» Data supplied:
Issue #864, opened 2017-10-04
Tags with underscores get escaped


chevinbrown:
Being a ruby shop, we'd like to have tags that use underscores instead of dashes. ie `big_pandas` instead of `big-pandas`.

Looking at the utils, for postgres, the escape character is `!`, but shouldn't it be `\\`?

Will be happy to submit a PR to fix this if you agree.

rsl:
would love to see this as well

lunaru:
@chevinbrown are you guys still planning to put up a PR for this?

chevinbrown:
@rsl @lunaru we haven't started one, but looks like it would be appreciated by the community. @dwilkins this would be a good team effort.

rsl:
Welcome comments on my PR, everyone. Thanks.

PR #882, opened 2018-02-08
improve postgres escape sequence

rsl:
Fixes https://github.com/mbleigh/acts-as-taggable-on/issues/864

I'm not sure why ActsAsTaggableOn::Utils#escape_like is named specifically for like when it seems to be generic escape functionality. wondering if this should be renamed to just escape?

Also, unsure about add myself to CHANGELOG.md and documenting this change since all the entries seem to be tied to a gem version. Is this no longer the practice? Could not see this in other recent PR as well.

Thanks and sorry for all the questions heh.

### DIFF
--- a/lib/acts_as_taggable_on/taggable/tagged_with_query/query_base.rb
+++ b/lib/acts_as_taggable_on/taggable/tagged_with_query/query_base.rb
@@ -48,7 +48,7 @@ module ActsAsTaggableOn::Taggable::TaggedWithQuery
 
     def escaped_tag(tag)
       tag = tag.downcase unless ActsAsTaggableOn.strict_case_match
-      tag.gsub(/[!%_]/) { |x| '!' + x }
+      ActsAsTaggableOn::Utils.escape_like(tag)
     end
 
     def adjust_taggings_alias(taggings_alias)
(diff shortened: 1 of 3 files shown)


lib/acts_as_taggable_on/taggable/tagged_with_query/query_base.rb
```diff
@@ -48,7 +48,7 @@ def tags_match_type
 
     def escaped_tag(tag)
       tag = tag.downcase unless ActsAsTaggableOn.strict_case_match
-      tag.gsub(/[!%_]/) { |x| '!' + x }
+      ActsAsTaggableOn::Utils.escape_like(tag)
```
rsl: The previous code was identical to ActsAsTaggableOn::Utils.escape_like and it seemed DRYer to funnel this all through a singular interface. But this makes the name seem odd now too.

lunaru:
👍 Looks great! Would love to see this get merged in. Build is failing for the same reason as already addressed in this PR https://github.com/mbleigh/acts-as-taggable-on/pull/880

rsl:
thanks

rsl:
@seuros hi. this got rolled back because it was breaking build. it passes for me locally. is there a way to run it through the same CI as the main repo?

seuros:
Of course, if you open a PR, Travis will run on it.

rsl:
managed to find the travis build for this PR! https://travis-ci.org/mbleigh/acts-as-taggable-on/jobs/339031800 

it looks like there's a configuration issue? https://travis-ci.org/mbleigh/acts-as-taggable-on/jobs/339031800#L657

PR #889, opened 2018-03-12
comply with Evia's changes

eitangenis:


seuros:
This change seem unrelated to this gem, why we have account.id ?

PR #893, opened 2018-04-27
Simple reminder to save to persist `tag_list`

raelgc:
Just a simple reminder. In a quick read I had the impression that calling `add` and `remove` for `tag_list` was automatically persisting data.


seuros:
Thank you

...

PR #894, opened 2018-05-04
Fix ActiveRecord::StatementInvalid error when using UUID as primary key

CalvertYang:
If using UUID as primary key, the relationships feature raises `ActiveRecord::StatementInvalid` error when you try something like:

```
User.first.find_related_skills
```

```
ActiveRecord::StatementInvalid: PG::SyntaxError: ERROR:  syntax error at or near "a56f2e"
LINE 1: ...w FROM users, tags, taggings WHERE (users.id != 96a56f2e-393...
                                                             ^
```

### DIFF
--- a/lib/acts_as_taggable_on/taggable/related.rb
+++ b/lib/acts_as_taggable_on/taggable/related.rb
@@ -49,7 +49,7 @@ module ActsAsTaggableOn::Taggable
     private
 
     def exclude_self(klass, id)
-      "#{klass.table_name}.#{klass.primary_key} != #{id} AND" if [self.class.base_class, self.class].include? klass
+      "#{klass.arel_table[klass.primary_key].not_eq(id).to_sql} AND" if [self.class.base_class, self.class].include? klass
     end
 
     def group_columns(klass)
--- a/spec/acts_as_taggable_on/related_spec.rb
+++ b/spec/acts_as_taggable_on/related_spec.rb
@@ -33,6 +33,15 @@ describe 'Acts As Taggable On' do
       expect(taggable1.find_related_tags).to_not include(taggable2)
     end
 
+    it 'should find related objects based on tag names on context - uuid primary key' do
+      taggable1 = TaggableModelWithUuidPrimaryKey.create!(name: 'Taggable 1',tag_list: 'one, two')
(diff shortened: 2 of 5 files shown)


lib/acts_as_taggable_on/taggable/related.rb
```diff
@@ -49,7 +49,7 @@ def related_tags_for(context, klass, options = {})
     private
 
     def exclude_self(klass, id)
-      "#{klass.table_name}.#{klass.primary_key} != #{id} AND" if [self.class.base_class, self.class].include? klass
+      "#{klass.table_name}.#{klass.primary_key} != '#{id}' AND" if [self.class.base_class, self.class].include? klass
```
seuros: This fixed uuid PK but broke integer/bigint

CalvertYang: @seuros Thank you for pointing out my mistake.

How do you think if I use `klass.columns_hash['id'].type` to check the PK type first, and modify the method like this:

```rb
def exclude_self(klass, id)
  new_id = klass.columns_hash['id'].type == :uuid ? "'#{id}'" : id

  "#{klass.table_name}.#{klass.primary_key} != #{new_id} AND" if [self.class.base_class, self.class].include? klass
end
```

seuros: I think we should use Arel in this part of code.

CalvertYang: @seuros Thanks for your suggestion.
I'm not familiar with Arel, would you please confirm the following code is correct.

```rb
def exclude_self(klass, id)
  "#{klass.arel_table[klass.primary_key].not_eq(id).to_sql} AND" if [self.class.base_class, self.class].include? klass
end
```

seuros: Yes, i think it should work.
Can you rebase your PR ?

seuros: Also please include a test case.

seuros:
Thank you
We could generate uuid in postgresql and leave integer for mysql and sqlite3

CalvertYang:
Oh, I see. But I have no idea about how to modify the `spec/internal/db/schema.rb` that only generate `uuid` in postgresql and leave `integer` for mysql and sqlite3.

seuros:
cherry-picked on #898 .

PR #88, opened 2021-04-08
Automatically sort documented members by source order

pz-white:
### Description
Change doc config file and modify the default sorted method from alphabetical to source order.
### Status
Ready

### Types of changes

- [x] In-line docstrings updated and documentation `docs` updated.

» Your assignment:
Copy the entries above exactly, but only from the line holding "PR #88, opened 2021-04-08" through the line holding "- [x] In-line", both included.

» The answer:
PR #88, opened 2021-04-08
Automatically sort documented members by source order

pz-white:
### Description
Change doc config file and modify the default sorted method from alphabetical to source order.
### Status
Ready

### Types of changes

- [x] In-line docstrings updated and documentation `docs` updated.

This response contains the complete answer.